Incorporating genome-based phylogeny and functional similarity into diversity assessments helps to resolve a global collection of human gut metagenomes.
Nicholas D YoungblutJacobo de la Cuesta-ZuluagaRuth E LeyPublished in: Environmental microbiology (2022)
Tree-based diversity measures incorporate phylogenetic or functional relatedness into comparisons of microbial communities. This can improve the identification of explanatory factors compared to tree-agnostic diversity measures. However, applying tree-based diversity measures to metagenome data is more challenging than for single-locus sequencing (e.g. 16S rRNA gene). Utilizing the Genome Taxonomy Database for species-level metagenome profiling allows for functional diversity measures based on genomic content or traits inferred from it. Still, it is unclear how metagenome-based assessments of microbiome diversity benefit from incorporating phylogeny or function into measures of diversity.

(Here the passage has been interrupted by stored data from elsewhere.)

PR #3568, opened 2026-05-11
fix: validate native gzip output

marandaneto:
## Problem

Native browser `CompressionStream("gzip")` can fail by resolving malformed or partial gzip output without throwing. When that happens, posthog-js sends the bad payload with gzip compression enabled and capture drops the event instead of retrying safely.

## Changes

- Validate native gzip output before returning it from `@posthog/core` by checking the gzip header, CRC32 trailer, and uncompressed size trailer.
- Throw a recognizable `NativeGzipValidationError` when native gzip output is malformed.
- Disable native async gzip for the current page lifetime after validation failures and fall back to the existing synchronous `fflate` gzip path, preserving compression.
- Add regression tests for malformed native gzip output and browser request fallback behavior.

### Libraries affected

- [ ] All of them
- [x] posthog-js (web)
- [ ] posthog-node
- [ ] posthog-react-native
- [ ] @posthog/react
- [ ] @posthog/ai
- [ ] @posthog/convex
- [ ] @posthog/next
- [ ] @posthog/nextjs-config
- [ ] @posthog/nuxt
- [ ] @posthog/rollup-plugin
- [ ] @posthog/webpack-plugin
- [ ] @posthog/types

## Checklist

- [x] Tests for new code

### If releasing new changes

### DIFF
--- a/.changeset/native-gzip-validation.md
+++ b/.changeset/native-gzip-validation.md
@@ -1,0 +1,6 @@
+---
+'posthog-js': patch
+'@posthog/core': patch
+---
+
+Validate native gzip output before sending requests and fall back when CompressionStream returns malformed data.
--- a/packages/browser/src/__tests__/request.test.ts
+++ b/packages/browser/src/__tests__/request.test.ts
@@ -594,6 +594,11 @@ describe('request', () => {
             jest.doMock('@posthog/core', () => ({
                 ...jest.requireActual('@posthog/core'),
                 gzipCompress: mockedIsolatedGzipCompress,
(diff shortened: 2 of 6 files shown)


turnipdabeets (approved):

marandaneto:
the ideal world would be:

```
    const stream = new Blob([bytes]).stream()
    const decompressed = stream.pipeThrough(new DecompressionStream("gzip"))

    // Force the stream to fully read/decompress
    await new Response(decompressed).arrayBuffer()
```

but then we'd need to pay the perf price for every request, so lets do a light check with the important parts first and see if it helps with most use cases of broken gzip payloads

We assessed this by measuring phylogeny-based, function-based and tree-agnostic diversity measures from a large, global collection of human gut metagenomes composed of 30 studies and 2943 samples. We found tree-based measures to explain phenotypic variation (e.g. westernization, disease status and gender) better or equivalent to tree-agnostic measures. Ecophylogenetic and functional diversity measures provided unique insight into how microbiome diversity was partitioned by phenotype. Tree-based measures greatly improved machine learning model performance for predicting westernization, disease status and gender, relative to models trained solely on tree-agnostic measures. Our findings illustrate the usefulness of tree- and function-based measures for metagenomic assessments of microbial diversity, which is a fundamental component of microbiome science.